Chiarissimi gli elementi Hardcore che emergono dal cantato di Karl Middleton, che fanno avvicinare la band allo stile dei Mastodon già dalla seconda traccia Home, introdotta dalla prolissa Fading Pulse, atmosferico episodio Post Rock, alquanto avant-garistico nella sua direzione, ma sicuramente trascurabile. Home invece si presenta come un capitolo sostenuto e tirato, nei suoi caotici riffs Hardcore, intervallati da splendidi passaggi avvolgenti all’insegna delle chitarre e della voce clean. La terza Outstayed è meno elaborata della precedente, collocandosi sempre sullo stesso stile, ma sprovvista di un ritmo così trascinante e di un’efficace alternanza di colori; la complessa Acceptance Of The End costituisce, nei suoi quasi tredici minuti di durata, il brano migliore del platter, poiché capace di attirare costantemente l’attenzione degli ascoltatori attraverso le sue rare sfuriate o i suoi lunghi fraseggi atmosferici dal sapore Post Rock.
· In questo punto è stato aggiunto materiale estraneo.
PR #7255, opened 2026-05-24
Fix XML escaping for mobileconfig app passwords

garrettreid:
## Contribution Guidelines

## What does this PR include?
Small bug fix for mobileconfigs with app generated passwords containing ampersands.

### Short Description

Escape HTML special characters in passwords during mobileconfig generation. 

###  Affected Containers

- php-fpm-mailcow

### What did you tested?

I tested the mobile profile generation. Steps:
* Log in as a mail user, go to mailcow preferences
* Next to "Apple connection profile with app password", click the profile links repeatedly until an a profile with an & in the password is generated (~10x is typically sufficient)
* Open the configuration profile, confirm that it has &amp; instead of & inside the XML
* Open the configuration profile on macOS/iOS, confirm that it opens successfully.

Profiles with & in the password now open successfully.

### DIFF
--- a/data/web/mobileconfig.php
+++ b/data/web/mobileconfig.php
@@ -15,6 +15,10 @@ if (!isset($_SESSION['mailcow_cc_role']) || $_SESSION['mailcow_cc_role'] != 'use
 
 error_reporting(0);
 
+function mobileconfig_xml_escape($value) {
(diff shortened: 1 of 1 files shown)


mkuron:
Duplicate of #7212. That fix is a bit simpler, so I'm closing your pull request in favor of it.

Seguono poi due brevi tracce inusuali, della durata di due minuti ciascuna, quali l’acustica e malinconica Limit Out Way Back, dotata di un sottofondo di archi ricercato e non banale, e la tribale Tomb To Every Hope, interamente giocata su giochi di tamburi e percussioni. L’ascoltatore rimane spiazzato dalla presenza di tali intermezzi, sicuramente inaspettati, ma l’ampia Static Reigns, divisa in due parti, si inserisce a togliere qualunque incertezza: se nella prima porzione di traccia il seven-piece britannico si esibisce in una composizione parecchio orientata verso i meandri Tool, pur mantenendo gli spunti Hardcore sopra citati, la seconda irrompe quasi maestosa, sviluppandosi con un incedere Post Metal tenebroso, intervallato da momenti distensivi ed intrecci ricchi di effetti.
Particolarmente valide anche le tracce finali, Blood Red Sun e Retreat, che accompagnano verso il finale del disco con i loro aloni sperimentali, sempre racchiusi in uno spettrale contesto Post Metal, di buon impatto e spessore.

Accanto al primo disco, ne è presente un secondo, che propone quattro remix di canzoni precedentemente scritte, che costituiscono un piccolo regalo per gli affezionati conoscitori della band. Nonostante la produzione sia discreta e il song-writing sia pienamente maturo, in alcune sezioni i Twin Zero faticano a sviluppare delle idee che non appaiano prolisse: le linee vocali poi sono il punto di debolezza della formazione inglese, che dovrà appunto migliorarsi sulla direzione del cantato, a volte piuttosto trascurato. Tuttavia, un album di tutto rispetto questo The Tomb To Every Hope, che riesce almeno a distinguersi rispetto a quella serie di uscite senza senso che imperversano sul mercato mondiale.